Give me only frames with at least two occluded vehicles, at least one pedestrian, taken after 20:00 on residential streets.

Viola! The dataview takes care of prefetching the exact data files needed for your training, ready to handoff to a dataloader.

dataview = DataView()
   dataset_name='KITTI 2D', version_name='training and validation', roi_query=['training'])
   'Car': 0, 'Van': 1, 'Truck': 2, 'Pedestrian': 3, 'Person_sitting': 4, 'Cyclist': 5, 'Tram': 6, 'Misc': 7
train_list = dataview.to_list()

And that’s basically it!

Life’s Good

Your new SOTA repo is now registered to ClearML. ClearML conforms the dataset format for you, and you can easily mix and match datasets – even without changing the code itself – with a few mouse clicks. As you can imagine, this helps tremendously with maintainability and saves time.

If you want to change the dataset – for example, you want to use COCO to train an object detector for household appliances – all that you need to do is modify the dataview you’d like. This can be as simple as choosing a dataset from a drop-down menu, setting your labels, and letting ClearML do all the behind-the-scenes magic for you!

Devil’s Advocate

Now you may say “Hey! That required coding, how is conforming to ClearML’s standard any better than before?”

Deep learning research and development is not a one-time deal. Trying multiple detectors, playing with different datasets, or modifying public repos to your needs is an ongoing process.

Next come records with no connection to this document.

PR #237, opened 2016-08-26
temp fix of OOM from large group by

luanjunyi:
This PR is temporary fix to an issue where an Spark job that depends on `Evaluation` fail due to out of memory exception.

The root cause was introduced in https://github.com/airbnb/aerosolve/pull/231.  We ran `.collect` on RDD too early, resulting huge list when data is big. This PR won't fix the root cause but will get let the job pass by removing the most expensive operation on the big list. I've verified that the job will successfully finish with this change.

Because the job has been failing two weeks ago, we need some time to backfill. So I propose to merge this PR ASAP so that the failing job will pick up. After that, we can work on the permanent fix .

@jq @deerzq


saurfang:
Oh I had talked with Andy about this before. We should just move all the code to RDD instead of List. I have a fix and will send a PR shortly.

PR #238, opened 2016-08-26
Perform Evaluation on RDD

saurfang:
Revert code clean up that merges the evaluation of records from RDD and List. Instead of merging the code path using List, perform evaluation on RDD instead to handle large dataset.

There is no reliable way to get a SparkContext especially with the way we set up our tests. Since there is really no need to run evaluation on List of records and lists can always be parallelize with single function call, we are removing evaluation on list altogether.

Related to #237 #231 

@jq @deerzq @luanjunyi

### DIFF
--- a/demo/twenty_news/build.gradle
+++ b/demo/twenty_news/build.gradle
@@ -17,11 +17,6 @@ dependencies {
   compile 'org.slf4j:slf4j-simple:1.7.7'
 }
 
-compileScala {
-    scalaCompileOptions.fork = true
-    scalaCompileOptions.forkOptions.jvmArgs = ['-XX:MaxPermSize=512m']
-}
-
 shadowJar {
   zip64 = true
 }
--- a/training/src/main/scala/com/airbnb/aerosolve/training/Evaluation.scala
+++ b/training/src/main/scala/com/airbnb/aerosolve/training/Evaluation.scala
@@ -1,14 +1,14 @@
 package com.airbnb.aerosolve.training
 
-import org.slf4j.{Logger, LoggerFactory}
-import org.apache.spark.rdd.RDD
 import com.airbnb.aerosolve.core.EvaluationRecord
 import com.airbnb.aerosolve.training.pipeline.ResultUtil
-import org.apache.spark.SparkContext._
-import scala.collection.{mutable, Map}
-import scala.collection.mutable.{ArrayBuffer, Buffer}
-import scala.collection.JavaConversions._
+import org.apache.spark.{SparkConf, SparkContext}
+import org.apache.spark.rdd.RDD
+import org.slf4j.{Logger, LoggerFactory}
+
 import scala.collection.JavaConverters._
+import scala.collection.mutable.ArrayBuffer
+import scala.collection.{Map, mutable}
 
 /*
 * Given an RDD of EvaluationRecord return standard evaluation metrics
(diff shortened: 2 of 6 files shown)


demo/twenty_news/build.gradle
```diff
@@ -17,15 +17,10 @@ dependencies {
   compile 'org.slf4j:slf4j-simple:1.7.7'
 }
 
-compileScala {
```
luanjunyi: Why remove these `compileScala`?

training/src/main/scala/com/airbnb/aerosolve/training/Evaluation.scala
```diff
@@ -92,7 +83,16 @@ object Evaluation {
       .toArray
   }
 
-  def evaluateMulticlassClassification(records : RDD[EvaluationRecord]) : Array[(String, Double)] = {
+  def evaluateBinaryClassificationWithResults(records: List[EvaluationRecord],
+                                              buckets: Int,
+                                              evalMetric: String,
+                                              resultsOutputPath: String): Array[(String, Double)] = {
+    val rdd = SparkContext.getOrCreate().parallelize(records)
+    val result = evaluateBinaryClassificationWithResults(rdd, buckets, evalMetric, resultsOutputPath)
```
luanjunyi: Let's simplify, just one line:

`evaluateBinaryClassificationWithResults(rdd, buckets, evalMetric, resultsOutputPath)`

demo/twenty_news/build.gradle
saurfang: The `fork` option has been removed in Gradle 3+ and is causing error in my local environment. https://docs.gradle.org/current/release-notes#ant-based-scala-compiler-has-been-removed

timyitong: Side discussion, can we switch to gradle wrapper? This could ensure that everyone's using exactly same gradle to compile.

saurfang: @timyitong  +1 if you send a PR ;)

timyitong:
Why local spark context is "not reliable"? Is it due to thread safety issue? One thing I do know is that in local tests, all spark context related methods should be synchronized, local spark context is not thread safe; they may stomp on each other due to parallel test execution.

saurfang:
@timyitong The issue I faced was `SparkContext.getOrCreate` uses a default Spark conf if it is creating a new one. The conf would initialize with system properties and in this case we have to set master and app name explicitly. 
The particular test case on List evaluation wasn't using any SparkContext at all and I don't feel this function should take a SparkContext, which would defeat the design (sort of). Then there was the good old issue where you can't have multiple spark sessions. 
I suppose the correct way to do it is to initialize a SparkContext explicitly in the test case even though it is evaluating on a `List`, then `SparkContext.getOrCreate` will just pick up that. 

Anyway, long story short, I don't feel there is particular value to have the List version so simplifying is probably good enough.

demo/twenty_news/build.gradle
timyitong: Alright, working on this. I assume we are happy with latest Gradle 2.x? Or wanna test out the fresh gradle 3?

saurfang: Don't think anyone here has more experience with gradle than you do ;) I don't have a strong opinion either.

jq:
👍

PR #239, opened 2016-08-26
Remove more sources of uncontrolled randomness from DecisionTreeTrainer

yolken:
to: @jq 

Content:
- Remove more sources of uncontrolled randomness from DecisionTreeTrainer


jq:
👍

PR #240, opened 2016-08-26
Move Json Parser to utils

jq:
@yolken


training/src/test/scala/com/airbnb/aerosolve/training/JsonParserTest.scala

Without ClearML dataset management, every repo would need to be converted multiple times to accommodate multiple dataset formats (or vice versa). And this process would be needed for each new SOTA repo your organization wanted to use. It would require you to remember how to parse every dataset format in use; not only is that not scalable, it’s also annoying!

We’re just getting started!

Democratizing deep learning has a long way to go. While academia and research groups break the boundaries of performance on a daily basis, ML engineers around the world, in dynamic, creative companies, are reducing the scaffolding and making the process of applied deep learning easier, simpler, faster, and more fun. At Allegro AI, we’re committed to this mission and we’d like to think that our dataset | code | model encapsulation is just one of the many innovations we are bringing to this space to support this mission.